Desde Las tres bodas de Manolita han pasado 3 años, tenía ganas de volver a la leer a la madrileña. ¡Y encima salen nazis! Todo prometía, y más tras asistir a una de las presentaciones con motivo de la publicación, donde la propia Grandes contó su proceso narrativo, la línea de investigación que siguió y cómo consigue armar este puzzle inmenso que es Los pacientes del doctor García.

Los-pacientes-del-doctor-GarcíaLos que me conozcáis ya sabéis que si lo anterior es una declaración de intenciones es porque lo que viene ahora no va a ser una crítica demasiado halagüeña. Tenéis razón.

Cuando la propia autora cuenta que sus Episodios de una guerra interminable homenajean a los Episodios naciones de Galdós, uno ya puede pensar en la soberbia. Parece como si eso es algo que deben decir los demás, no uno mismo. Parece como si se diera demasiada importancia.

Los pacientes del doctor García continua la serie que inició con Inés y la alegría, como cuarto episodio de una guerra que en este caso son dos: la Civil y la Segunda Guerra Mundial. La estructura es la misma que sus otras historias hermanas, alternándose un episodio histórico con uno de ficción. También encontramos los elementos propios de Grandes: la abundancia de personajes, los saltos temporales y las tramas que se acaban uniendo.

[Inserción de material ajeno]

PR #7026, opened 2023-12-13
Cleanup warnings

Aaronontheweb:
Just a bit of housekeeping around the code base


Aaronontheweb:
Gradually want to get `TreatWarningsAsErrors` turned on, but have a bit of technical debt that needs paying off between here and there

Aaronontheweb:
Normal racy unit test failure here - looks like I cleaned everything else up.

En este caso tenemos un trío de hombres protagónicos: un médico republicano, un diplomático y un soldado-boxeador. Mención merece la real y surreal Clara Stauffer, una mujer que creó una red de huida de los criminales nazis hacia Argentina desde un piso en Madrid y con la connivencia del gobierno franquista.

Básicamente la trama es la que ya hemos leído antes: personas que buscan sobrevivir ante situaciones límite, decisiones que les marcarán, encontronazos de los que surgirán amistades y amores.

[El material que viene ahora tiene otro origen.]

PR #7037, opened 2024-01-04
Akka.TestKit: remove `ConfigureAwait(false)` from internal synchronous TestKit methods and fix `Watch` / `Unwatch` bugs

### LINKED ISSUE #7038: Akka.TestKit: `ImplicitSender` (`TestActor`) is lost inside `async` tests whenever synchronous methods are called
**Version Information**
Version of Akka.NET? v1.5.14
Which Akka.NET Modules? Akka.TestKit

**Describe the bug**

When we originally introduced the async TestKit back in v1.5, we had to add a layer of backwards compatibility for all of the original synchronous methods in the test suite that are still heavily used through not just Akka.NET's test suite, but also many of our users.

This is what the `ExpectMsg<T>` implementation looks like in the current `dev` branch at the time of writing this:

https://github.com/akkadotnet/akka.net/blob/5620f02459d6b06fa89ac148a1317f4e67d8fdd6/src/core/Akka.TestKit/TestKitBase_Expect.cs#L38-L45

That method works fine and as-intended inside any un-updated synchronous test - but problems occur when we start blending `async Task` tests with older synchronous methods, such as this rather innocuous test I observed fail in an earlier pull request today:

https://github.com/akkadotnet/akka.net/blob/5620f02459d6b06fa89ac148a1317f4e67d8fdd6/src/core/Akka.Docs.Tests/Actors/SchedulerSpecs.cs#L151-L165

This test won't _consistently_ fail, but it does occasionally with the following error:

```
Failed: Timeout 00:00:03 while waiting for a message of type System.Int32
``` 

How could that happen?

As it turns out, the problem is the `ExpectMsg<T>` call implementation, specifically the `ConfigureAwait(false)`. This can cause, _not always but sometimes_, the `ImplicitSender` synchronization context to get lost during the `IActorRef.Tell` - specifically it's the _second_ `IActorRef.Tell` where the implicit sender is lost, because we've completed our `await` and are now scheduled on a different synchronization context than previously.

The reason why this is flaky: TaskScheduler non-determinism: sometimes it might just inline the `Task` execution, but other times it doesn't? I honestly don't know.

**To Reproduce**

I modified one of the TestKit.Tests to make this consistently fail:

```csharp
[Fact]
public async Task ImplicitSender_should_have_testActor_as_sender()
{
    var echoActor = Sys.ActorOf(c => c.ReceiveAny((_, ctx) => ctx.Sender.Tell(ctx.Sender)));


    // Churn the context a bit to make sure it's not just a fluke
    var attempts = 10;
    try
    {
        while (attempts-- > 0)
        {
            await Task.Delay(1).ConfigureAwait(false);
            echoActor.Tell("message");
            ExpectMsg<IActorRef>(actorRef => Equals(actorRef, TestActor));
            await Task.Delay(1);
        }
    }
    catch(Exception ex)
    {
        Assert.Fail($"Failed on attempt {attempts} with {ex}");
    }
}
```

The test, if written this way:

```csharp
[Fact]
public async Task ImplicitSender_should_have_testActor_as_sender()
{
    var echoActor = Sys.ActorOf(c => c.ReceiveAny((_, ctx) => ctx.Sender.Tell(ctx.Sender)));


    // Churn the context a bit to make sure it's not just a fluke
    var attempts = 10;
    try
    {
        while (attempts-- > 0)
        {
            await Task.Delay(1); // no ConfigureAwait(false) here
            echoActor.Tell("message");
            ExpectMsg<IActorRef>(actorRef => Equals(actorRef, TestActor));
            await Task.Delay(1);
        }
    }
    catch(Exception ex)
    {
        Assert.Fail($"Failed on attempt {attempts} with {ex}");
    }
}
```

May not consistently fail - it very much depends on some of the `async` contexts and scopes involved, plus how the `TaskScheduler` does its thing. 

**Expected behavior**

The simple test case from before should consistently pass.

**Actual behavior**

Occasionally fails - we believe this is due to the internal use of `ConfigureAwait(false)` inside the synchronous testkit's adapter layer.

### LINKED ISSUE #7064: Akka.TestKit: `Watch` and `Unwatch` are secretly asynchronous
Nasty, decade old bug in the TestKit - `Watch` and `Unwatch` have always been secretly asynchronous, which is why tests like this one failed:

```csharp
[Fact]
        public async Task Routers_in_general_must_evict_terminated_routees()
        {
            var router = Sys.ActorOf(new RoundRobinPool(2).Props(Props.Create<Echo>()));
            router.Tell("");
            router.Tell("");

            var c1 = await ExpectMsgAsync<IActorRef>();
            var c2 = await ExpectMsgAsync<IActorRef>();

            Watch(router);
            Watch(c2);
            Sys.Stop(c2);
            (await ExpectTerminatedAsync(c2)).ExistenceConfirmed.Should().BeTrue();

            // it might take a while until the Router has actually processed the Terminated message
            await AwaitConditionAsync(async () =>
            {
                router.Tell("");
                router.Tell("");

                var res = await ReceiveWhileAsync(100.Milliseconds(), x =>
                {
                    if (x is IActorRef actorRef)
                        return actorRef;

                    return null;
                }, msgs: 2).ToListAsync();

                return res.Count == 2 && res.All(c => c.Equals(c1));
            });

            Sys.Stop(c1);
            (await ExpectTerminatedAsync(router)).ExistenceConfirmed.Should().BeTrue();
        }
```

Failed on `(await ExpectTerminatedAsync(c2)).ExistenceConfirmed.Should().BeTrue();`, which can only mean the actor was dead before the `TestActor` had a chance to go through.

_Originally posted by @Aaronontheweb in https://github.com/akkadotnet/akka.net/pull/7037#discussion_r1454192313_

Aaronontheweb:
## Changes

close https://github.com/akkadotnet/akka.net/issues/7038 
close #7064 

Removed all internal usages of `ConfigureAwait(false)` from synchronous Akka.TestKit method implementations - this should help reduce the incidences of mysterious racy unit tests.

### DIFF
--- a/src/core/Akka.TestKit/Internal/InternalTestActor.cs
+++ b/src/core/Akka.TestKit/Internal/InternalTestActor.cs
@@ -16,7 +16,7 @@ namespace Akka.TestKit.Internal
     /// An actor that enqueues received messages to a <see cref="BlockingCollection{T}"/>.
     /// <remarks>Note! Part of internal API. Breaking changes may occur without notice. Use at own risk.</remarks>
     /// </summary>
-    public class InternalTestActor : ActorBase
+    public class InternalTestActor : UntypedActor
     {
         private readonly ITestActorQueue<MessageEnvelope> _queue;
         private TestKit.TestActor.Ignore _ignore;
@@ -37,7 +37,7 @@ namespace Akka.TestKit.Internal
         /// </summary>
         /// <param name="message">TBD</param>
         /// <returns>TBD</returns>
-        protected override bool Receive(object message)
+        protected override void OnReceive(object message)
         {
             try
             {
@@ -56,16 +56,26 @@ namespace Akka.TestKit.Internal
             {
                 case TestActor.SetIgnore setIgnore:
                     _ignore = setIgnore.Ignore;
-                    return true;
+                    return;
                 case TestActor.Watch watch:
                     Context.Watch(watch.Actor);
-                    return true;
+                    RunTask(async () =>
+                    {
+                        await watch.Actor.Ask<ActorIdentity>(new Identify("watch"));
+                        watch.WatchCompleted.TrySetResult(true);
+                    });
+                    return;
                 case TestActor.Unwatch unwatch:
                     Context.Unwatch(unwatch.Actor);
-                    return true;
+                    RunTask(async () =>
+                    {
+                        await unwatch.Actor.Ask<ActorIdentity>(new Identify("unwatch"));
+                        unwatch.UnwatchCompleted.TrySetResult(true);
+                    });
+                    return;
                 case TestActor.SetAutoPilot setAutoPilot:
                     _autoPilot = setAutoPilot.AutoPilot;
-                    return true;
+                    return;
                 case TestActor.Spawn spawn:
                 {
                     var actor = spawn.Apply(Context);
@@ -74,7 +84,7 @@ namespace Akka.TestKit.Internal
                         _supervisorStrategy.Update(actor, spawn._supervisorStrategy.Value);
                     }
                     _queue.Enqueue(new RealMessageEnvelope(actor, Self));
-                    return true;
+                    return;
                 }
             }
 
@@ -82,12 +92,11 @@ namespace Akka.TestKit.Internal
             if(_autoPilot != null)
             {
                 var newAutoPilot = _autoPilot.Run(actorRef, message);
-                if(!(newAutoPilot is KeepRunning))
+                if(newAutoPilot is not KeepRunning)
                     _autoPilot = newAutoPilot;
             }
             if(_ignore == null || !_ignore(message))
                 _queue.Enqueue(new RealMessageEnvelope(message, actorRef));
-            return true;
         }
     }
 }
--- a/src/core/Akka.TestKit/Internal/InternalTestActor.cs
+++ b/src/core/Akka.TestKit/Internal/InternalTestActor.cs
@@ -59,19 +59,11 @@ namespace Akka.TestKit.Internal
                     return;
                 case TestActor.Watch watch:
                     Context.Watch(watch.Actor);
-                    RunTask(async () =>
-                    {
-                        await watch.Actor.Ask<ActorIdentity>(new Identify("watch"));
-                        watch.WatchCompleted.TrySetResult(true);
-                    });
+                    watch.WatchCompleted.TrySetResult(true);
                     return;
                 case TestActor.Unwatch unwatch:
                     Context.Unwatch(unwatch.Actor);
-                    RunTask(async () =>
-                    {
-                        await unwatch.Actor.Ask<ActorIdentity>(new Identify("unwatch"));
-                        unwatch.UnwatchCompleted.TrySetResult(true);
-                    });
+                    unwatch.UnwatchCompleted.TrySetResult(true);
                     return;
                 case TestActor.SetAutoPilot setAutoPilot:
                     _autoPilot = setAutoPilot.AutoPilot;
--- a/src/core/Akka.TestKit/Internal/InternalTestActor.cs
+++ b/src/core/Akka.TestKit/Internal/InternalTestActor.cs
@@ -59,11 +59,11 @@ namespace Akka.TestKit.Internal
                     return;
                 case TestActor.Watch watch:
                     Context.Watch(watch.Actor);
-                    watch.WatchCompleted.TrySetResult(true);
+                    Sender.Tell(TestActor.WatchAck.Instance);
                     return;
                 case TestActor.Unwatch unwatch:
                     Context.Unwatch(unwatch.Actor);
-                    unwatch.UnwatchCompleted.TrySetResult(true);
+                    Sender.Tell(TestActor.UnwatchAck.Instance);
                     return;
                 case TestActor.SetAutoPilot setAutoPilot:
                     _autoPilot = setAutoPilot.AutoPilot;
--- a/src/core/Akka.TestKit/TestActor.cs
+++ b/src/core/Akka.TestKit/TestActor.cs
@@ -65,15 +65,19 @@ namespace Akka.TestKit
         /// </summary>
         public class Watch : INoSerializationVerificationNeeded
         {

Entonces, si todo lo anterior ya lo he leído en sus otros libros de la saga y encima hay nazis (¡nazis!), ¿qué es lo que falla?

1. El número de páginas. La sensación constante de que lo que se dice se puede decir con muchas menos palabras.

2. Un machacón exceso en el estilo, como con las repeticiones, en especial esta:

Adrián Gallardo Ortega (…) nunca había sido demasiado inteligente.

Página 285

Durante todo el libro cada vez que aparece este personaje se repite como un mantra la misma frase con pequeños cambios: no comprendía o no era demasiado listo o no sabía qué estaba ocurriendo. ¿Por qué en lugar de repetirlo no me muestras por qué no lo es y así saco yo mis propias conclusiones?

3. La excesividad. Como mantra: son excesivos la cantidad de personajes (personajes y familiares, amigos y vecinos, amoríos y referencias), los saltos temporales y hasta las descripciones y las frases:

Aunque la beca que le permitió acabar la carrera tan deprisa como había hecho el bachiller corrió a cargo del gobierno, la familia Azcárate, vinculada al colegio de Villablino desde que el tío Gumersindo inspiró a su amigo Paco Fernández Blanco y Sierra-Pambley el proyecto de su fundación, le amparó desde su primer día en la capital. Así, su vida cambió tan deprisa que su casa, Robles, la sacristía de la parroquia, se convirtieron en piezas sueltas de un recuerdo imposible, un pasado tan dudoso para el joven abogado que trabajaba en un bufete mientras hacía los cursos de la Escuela Diplomática, como si se lo hubiera inventado él mismo.

Página 104

4. Los arquetipos. ¿Apostamos? Médico republicano = noble, leal, recio.

Boxeador en la División azul = estúpido, necio, aprovechado.

En esta historia los personajes son tan fácilmente reconocibles que sabemos qué tipo de acción va a realizar cada uno. Si es un acto heroico o deleznable dependerá del bando en el que hayan luchado en la Guerra Civil. Muy original todo. Prácticamente una parodia.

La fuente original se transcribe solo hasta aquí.